Before it’s too late

It would be nice to think that a Trump summit with Kim will lead to nuclear disarmament.

US flies bombers over North Korea (photo credit: REUTERS)
US flies bombers over North Korea
(photo credit: REUTERS)
First, North Korea’s violently ruthless dictator Kim Jong-un offered to meet directly with US President Donald Trump, apparently to deescalate tensions between his regime and the US.
Now, Kim – who like his father and grandfather before him promotes a personality cult – is claiming that the North intends to suspend nuclear and missile tests and scrap its nuclear test site. Instead, Kim says, North Korea will be pursuing economic growth and peace.
Yeah, right.
The question is whether the tough economic sanctions imposed by the Trump administration are enough to coerce Kim to dismantle his country’s nuclear capabilities.
If they are, it could lead to a similar strategy being used against Iran. But we are skeptical.
True, Kim did complain during a New Year’s speech of “difficult living conditions” for his people under “life-threatening sanctions.” However, Kim’s totalitarian regime has been starving North Koreans for decades. According to a UN report, food distribution is used as “a means of control over the population,” in which people who are deemed more politically useful get priority over others.
The report also found that the totalitarian regime – which has been described by Western visitors as eerily similar to George Orwell’s dystopian novel 1984 – prioritizes military spending over feeding its people. Confronted with a trade-off between buying the military capability that keeps dictators like himself in power and the spending on the welfare of his people, Kim’s choice is no choice at all.

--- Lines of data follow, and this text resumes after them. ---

PR #33189, opened 2024-08-26
Add tracing events

atbrakhi:
Depends on #33188 

This PR adds tracing events in `Compositor`, `Constellation`, `libServo` and `Servoshell`

Some Screenshots for reference. Captured tracing events in servo.pftrace

image

image

---

Signed-off-by: Rakhi Sharma <atbrakhi@igalia.com>


components/compositing/Cargo.toml
```diff
@@ -41,6 +41,8 @@ servo_geometry = { path = "../geometry" }
 servo_url = { path = "../url" }
 style_traits = { workspace = true }
 time = { workspace = true }
+tracing = { workspace = true }
+tracing-subscriber = { workspace = true }
```
delan, line 45: nit: do we need these tracing-subscriber dependencies outside of servoshell?

delan (approved):

components/compositing/Cargo.toml
atbrakhi: we don't, only `tracing` is needed. Thanks.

For both the madmen of Kim’s regime and the Mullahs of Iran, the Libya precedent has become a Dictatorship 101 class on what not to do. Muammar Qaddafi’s fateful decision, in the wake of the US-led coalition’s invasion of Iraq, to give up his weapons of mass destruction and halt his nuclear arms development program, ultimately led to his downfall. Had Qaddafi maintained WMDs, the coalition forces would probably have never attacked for fear the Libyan dictator would unleash a nuclear response.
In Pyongyang’s view – and in the view of the Islamic Republic – the Libyans foolishly disarmed in exchange for promises of economic benefits. Once they were defenseless, the West turned on them. Neither North Korea nor Iran will willingly make the same mistake.
But our view is based on normative thinking about rational cost-benefit considerations. Perhaps Trump, by all accounts an unconventional, quixotic leader and a self-styled master negotiator, will be able to convince the North Koreans there is a credible possibility the US will attack if it does not make concessions. Trump might succeed in conveying this to Kim if, or when, the two men meet.
Then again, the “crazy American president” strategy might also backfire. Escalation could play into the hands of Kim. China has already deployed 300,000 troops and missile batteries along its border with the North. And it is safe to assume that the Americans, who after Iraq and Afghanistan have no desire for another war abroad, would be the first to back down in a game of chicken with North Korea. The threat of a nuclear Armageddon, the accompanying humanitarian horrors – including millions of Koreans rushing the border with China and Russia and the possible outbreak of a Third World War – could lead to inordinate pressure on Trump to negotiate a deal with the North Koreans, with terms that would likely benefit them.
It would be nice to think that a Trump summit with Kim will lead to nuclear disarmament. However, the reality is that once a totalitarian regime obtains nuclear capability, there is little that can be done – short of a military attack – to stop the threat of mass destruction and death.
That’s why it is imperative that Iran, which has yet to obtain nuclear capability, be stopped before it does. America’s clash with North Korea and the pessimistic forecasts for the future should serve as a warning: Once a regime like North Korea has a nuclear bomb it might be too late to talk about nuclear disarmament. Not only does Kim have no incentive to disarm, he knows that doing so might be his demise.